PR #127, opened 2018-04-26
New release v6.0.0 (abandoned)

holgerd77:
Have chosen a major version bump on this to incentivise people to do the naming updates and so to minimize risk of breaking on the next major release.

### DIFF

┄┄┄┄┄┄

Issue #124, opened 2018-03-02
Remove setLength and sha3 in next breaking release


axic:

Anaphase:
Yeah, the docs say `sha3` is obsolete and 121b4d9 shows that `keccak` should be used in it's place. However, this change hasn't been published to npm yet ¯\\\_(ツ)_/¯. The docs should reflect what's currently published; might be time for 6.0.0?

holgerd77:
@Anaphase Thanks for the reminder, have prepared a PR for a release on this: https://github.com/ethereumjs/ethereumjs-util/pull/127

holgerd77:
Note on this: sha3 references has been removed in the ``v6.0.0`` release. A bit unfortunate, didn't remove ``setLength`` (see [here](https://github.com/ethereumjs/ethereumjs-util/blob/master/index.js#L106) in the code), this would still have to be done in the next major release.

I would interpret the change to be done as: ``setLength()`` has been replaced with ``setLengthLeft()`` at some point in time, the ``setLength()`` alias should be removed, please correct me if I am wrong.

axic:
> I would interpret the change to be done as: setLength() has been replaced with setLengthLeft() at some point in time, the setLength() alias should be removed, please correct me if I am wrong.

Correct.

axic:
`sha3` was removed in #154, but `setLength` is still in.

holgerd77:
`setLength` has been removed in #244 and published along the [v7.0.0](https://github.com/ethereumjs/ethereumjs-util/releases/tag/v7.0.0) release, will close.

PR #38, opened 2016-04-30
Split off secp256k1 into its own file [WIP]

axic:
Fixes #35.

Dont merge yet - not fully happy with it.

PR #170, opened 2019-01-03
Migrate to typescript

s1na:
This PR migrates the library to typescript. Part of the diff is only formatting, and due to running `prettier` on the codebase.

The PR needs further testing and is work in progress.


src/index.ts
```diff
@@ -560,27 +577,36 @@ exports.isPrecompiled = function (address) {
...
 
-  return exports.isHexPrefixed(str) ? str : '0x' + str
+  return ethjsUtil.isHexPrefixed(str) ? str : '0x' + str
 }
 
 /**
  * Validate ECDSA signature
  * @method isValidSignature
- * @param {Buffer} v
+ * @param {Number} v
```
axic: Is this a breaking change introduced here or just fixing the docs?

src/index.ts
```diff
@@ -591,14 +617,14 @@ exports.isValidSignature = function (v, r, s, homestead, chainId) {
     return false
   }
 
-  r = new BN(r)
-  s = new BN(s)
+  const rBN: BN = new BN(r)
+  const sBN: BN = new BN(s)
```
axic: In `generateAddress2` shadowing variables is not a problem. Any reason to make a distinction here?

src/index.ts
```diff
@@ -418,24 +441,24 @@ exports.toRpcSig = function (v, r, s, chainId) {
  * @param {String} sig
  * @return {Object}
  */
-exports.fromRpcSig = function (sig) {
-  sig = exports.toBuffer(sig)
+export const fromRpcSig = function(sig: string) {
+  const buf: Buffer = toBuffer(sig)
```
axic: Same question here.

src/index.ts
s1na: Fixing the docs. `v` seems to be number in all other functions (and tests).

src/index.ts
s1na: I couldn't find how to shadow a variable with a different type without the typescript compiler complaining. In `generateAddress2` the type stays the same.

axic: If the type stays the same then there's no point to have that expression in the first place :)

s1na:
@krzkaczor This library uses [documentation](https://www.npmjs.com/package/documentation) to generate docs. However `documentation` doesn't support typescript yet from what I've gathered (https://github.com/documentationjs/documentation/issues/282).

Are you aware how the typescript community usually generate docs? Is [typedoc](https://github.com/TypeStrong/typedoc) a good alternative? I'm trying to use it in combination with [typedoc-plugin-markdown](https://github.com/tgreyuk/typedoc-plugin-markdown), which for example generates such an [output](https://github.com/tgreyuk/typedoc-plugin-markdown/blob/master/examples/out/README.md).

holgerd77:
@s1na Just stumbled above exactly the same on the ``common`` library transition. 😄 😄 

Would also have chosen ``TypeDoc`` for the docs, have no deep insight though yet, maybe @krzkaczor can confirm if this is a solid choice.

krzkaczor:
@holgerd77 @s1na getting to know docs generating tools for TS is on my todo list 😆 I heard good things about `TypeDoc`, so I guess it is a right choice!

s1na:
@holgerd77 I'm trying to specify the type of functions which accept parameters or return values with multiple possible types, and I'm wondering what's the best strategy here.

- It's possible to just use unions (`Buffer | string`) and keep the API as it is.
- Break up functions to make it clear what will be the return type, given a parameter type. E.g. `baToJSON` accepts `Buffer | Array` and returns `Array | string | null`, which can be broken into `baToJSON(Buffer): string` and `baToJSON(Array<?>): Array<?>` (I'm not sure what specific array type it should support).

┄┄┄┄┄┄

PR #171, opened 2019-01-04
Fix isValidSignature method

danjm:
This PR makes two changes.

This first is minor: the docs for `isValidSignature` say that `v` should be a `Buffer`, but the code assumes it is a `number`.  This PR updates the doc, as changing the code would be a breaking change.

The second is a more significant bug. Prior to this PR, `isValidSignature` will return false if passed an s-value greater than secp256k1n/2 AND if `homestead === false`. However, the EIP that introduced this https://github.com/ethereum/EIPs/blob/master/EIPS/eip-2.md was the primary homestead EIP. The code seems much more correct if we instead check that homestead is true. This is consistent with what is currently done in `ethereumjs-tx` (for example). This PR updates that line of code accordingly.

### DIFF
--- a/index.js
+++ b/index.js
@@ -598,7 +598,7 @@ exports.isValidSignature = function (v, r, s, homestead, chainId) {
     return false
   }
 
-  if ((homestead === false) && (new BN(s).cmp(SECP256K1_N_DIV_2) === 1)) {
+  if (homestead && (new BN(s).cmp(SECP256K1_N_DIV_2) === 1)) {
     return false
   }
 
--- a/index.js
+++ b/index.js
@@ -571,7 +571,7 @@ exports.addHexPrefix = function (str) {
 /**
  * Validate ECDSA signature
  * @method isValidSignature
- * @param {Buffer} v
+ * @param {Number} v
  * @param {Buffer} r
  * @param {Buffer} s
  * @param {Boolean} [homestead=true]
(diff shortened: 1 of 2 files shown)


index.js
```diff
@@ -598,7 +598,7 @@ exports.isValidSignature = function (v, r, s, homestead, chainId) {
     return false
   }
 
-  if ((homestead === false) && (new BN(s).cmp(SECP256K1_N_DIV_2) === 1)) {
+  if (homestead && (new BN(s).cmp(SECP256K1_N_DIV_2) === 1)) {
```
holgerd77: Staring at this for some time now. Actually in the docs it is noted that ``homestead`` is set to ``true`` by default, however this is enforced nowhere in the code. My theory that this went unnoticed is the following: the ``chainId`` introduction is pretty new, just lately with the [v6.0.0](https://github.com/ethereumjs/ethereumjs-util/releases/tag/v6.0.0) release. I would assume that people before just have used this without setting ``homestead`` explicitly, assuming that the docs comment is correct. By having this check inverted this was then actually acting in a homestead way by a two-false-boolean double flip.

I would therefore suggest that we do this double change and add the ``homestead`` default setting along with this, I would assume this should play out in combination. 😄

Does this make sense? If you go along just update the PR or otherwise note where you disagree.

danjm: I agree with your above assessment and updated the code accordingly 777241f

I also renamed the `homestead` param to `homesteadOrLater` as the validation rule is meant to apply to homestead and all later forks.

┄┄┄┄┄┄

» Exercise description:
Work out the number of lines above that include the string "const" and write only that number.

» Exercise response:
4